After all stories have passes: true, mARCH runs an automated code review comparing the feature branch to main. The review runs under the most capable available model and produces findings categorized by severity: logic errors, missing edge cases, security concerns, and quality issues with file paths and line numbers attached.

Those findings feed directly back into the specification process. The runner invokes the AES skill with the review output, which produces a new PRD and a new aes.json treating each finding or group of related findings as a story. mARCH then runs the new specification exactly as it ran the original one: story by story, with dependency resolution, context injection, quality gates, and retry logic. The review findings become a second wave of the red-green-refactor cycle, executed with the same structure as the first.
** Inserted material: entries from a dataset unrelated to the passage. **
Issue #1882, opened 2024-01-04
Enhancement Request: Implementing Multiple SSH Keys with Enhanced Management Features


Mahmoud-Emad:
### Description

The current SSH key page offers limited functionality with support for only a single SSH key. To improve user experience and flexibility, I propose the implementation of a feature that allows users to manage multiple SSH keys.

**Enhancements Proposed**

1. **Multiple SSH Keys:**
   - Users should be able to save and manage more than one SSH key.
   - The option to activate only one SSH key at a time should be available.

2. **Key Activation:**
   - Users can easily switch between SSH keys and activate/deactivate one.
   - Each SSH key should have a generated fingerprint, and users must enter the fingerprint when activating a key.

3. **Adding SSH Keys:**
   - Users should have the ability to add multiple SSH keys with no set limitations.

4. **Deletion Options:**
   - Users can delete individual SSH keys.
   - Batch deletion should be supported, allowing users to select multiple keys for deletion.

**Benefits:**
- Enhanced flexibility in managing multiple SSH keys.
- Improved security with unique fingerprints for each key.
- Streamlined user experience with the ability to add, activate, and delete keys conveniently.

**Additional Context:**
This enhancement aims to provide users with a more robust and user-friendly interface for managing their SSH keys, catering to scenarios where multiple keys are used for different purposes.

Here are some designs we can stand for generating our design by @ehab-hassan 

- ![image](https://github.com/threefoldtech/tfgrid-sdk-ts/assets/57001890/d06144ca-87ee-4ba8-bc44-ba968ceb1253)
- ![image](https://github.com/threefoldtech/tfgrid-sdk-ts/assets/57001890/cc94ff19-d460-47b6-bd5b-8e269732c673)

AhmedHanafy725:
after trying to deploy a vm with more than one ssh key, it works fine. Just set the sshkey env var with all required sshkeys separated by `\n`.

![image](https://github.com/threefoldtech/tfgrid-sdk-ts/assets/41957921/f922f623-b626-4f1b-98e1-2c241c38cdc3)

Mahmoud-Emad:
## Issue update 

### Work in progress

Working on the design of adding the multiple ssh-keys feature

[Screencast from 03-18-2024 04:59:50 PM.webm](https://github.com/threefoldtech/tfgrid-sdk-ts/assets/57001890/d273ed5c-8e4c-4668-b08f-caf7fbe02cd9)

[...]

PR #2463, opened 2024-03-18
Implementing Multiple SSH Keys with Enhanced Management Features

Mahmoud-Emad:
### Description

Implemented multiple SSH key feature and SSH key management 

### Changes 
- Implemented a helper function to generate a name for the generated key to be saved with the key.
- Added activation and deletion logic for SSH keys.
- Worked on the feature to delete all selected keys, preparing to delete keys based on types like active or all keys.
- Unified UI elements by removing the tonal theme from cards to maintain consistency with the contracts list view.
- Enhanced UI by adding another dialog for importing SSH keys and updated the colors of the table.
- Calculated SSH key fingerprints, consolidated form dialogs, and introduced a key details dialog while removing redundant dialog.
- Refined the copy input wrapper to conditionally display the copy icon based on field data presence and improved the functionality of the generate dialog.
- Migrated old SSH keys to the new SSH key type and set them as active keys.
- Fixed the issue when saving SSH keys by loading them from the chain instead. Work in progress on updating the chain when pressing on active/inactive or deleting keys.
- Enhanced the way of saving/removing the keys and improved the import key form by adding a rule to validate the entered SSH key.
- Merged SSH key management functionality into all applications.

### Related Issues

- https://github.com/threefoldtech/tfgrid-sdk-ts/issues/1882

### Screenshots

- image
- image
- image
- image
- image
- image
- image
- image
- image

### Checklist

- [ ] Tests included
- [ ] Build pass
- [ ] Documentation


packages/playground/src/components/ssh_keys/ManageSshDeployemnt.vue
MohamedElmdary, line 1: why are we using v2 syntax?

Mahmoud-Emad: Would you like to use V3 syntax? i see it's more readable also it I noticed that it used in many different places

MohamedElmdary: can  you mention where it's used so we make issue for updating it? @Mahmoud-Emad

amiraabouhadid (commented):
It says that this sshkey was created today. However, this sshkey was created long before today. 

image

MohamedElmdary:
Deploy button need to be disable if no key is select

### How to do that?
basically, use our validator form api but manually
example for such solution can be found here https://github.com/threefoldtech/tfgrid-sdk-ts/blob/development/packages/playground/src/components/node_selector/TfSelectionDetails.vue#L144

Mahmoud-Emad:
> It says that this sshkey was created today. However, this sshkey was created long before today.
> 
> image

i have keys created from 31/3

image

MohamedElmdary (approved):
Good job

amiraabouhadid (approved):

Issue #1691, opened 2023-12-14
enhance list requests in data tables 


0oM4R:
### Description

Currently, we are adding `ret_count` to every request on the table, which effects the performance, so if there is no change in the parameters, there is no change in the total count, and there is no need to make the requests heavier with ret_count.
  

### Implementation

we can get the total count on_mount and on any change of filters or delete\add actions

khaledyoussef24:
verified on devent dashboard node finder that the request is made.
verified also on gridproxy using swagger `ret_count` is found and enabled as a default(set as true).

swagger:
![Image](https://github.com/threefoldtech/tfgrid-sdk-ts/assets/110984055/088962c3-8d62-469f-a5de-818829b3471c)
![Image](https://github.com/threefoldtech/tfgrid-sdk-ts/assets/110984055/2e6f8806-a83c-4ea2-92c5-d74efbb46628)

The human review comes at the end of this second wave. By that point the branch has been implemented, reviewed, and the review findings addressed. What remains for the human is the final diff: code that was written against a specification, reviewed automatically, and corrected through a second specification. The diff is readable because the specification exists to explain it.

Writing Specifications as Part of the Workflow

The practical consequence of having a skill for specification is that writing the AES is the starting point for any feature, not an optional step before the actual work begins. Invoking the skill takes a few minutes of conversation in plan mode; the harder work is answering the clarifying questions honestly, which requires actually thinking through what the feature does and what edge cases matter. That is the work that determines the quality of everything the executor produces.

A feature where the specification was rushed tends to surface ambiguity during the mARCH run: an agent that interprets an underspecified implementation note in a way that is technically defensible but architecturally wrong, or an acceptance criterion that passes in the happy path but says nothing about the error case. These are specification gaps that the agent had no way to fill. The skill structures the conversation in a way that makes those gaps visible before the executor runs into them, which is the same discipline that writing a failing test before implementation enforces in traditional TDD.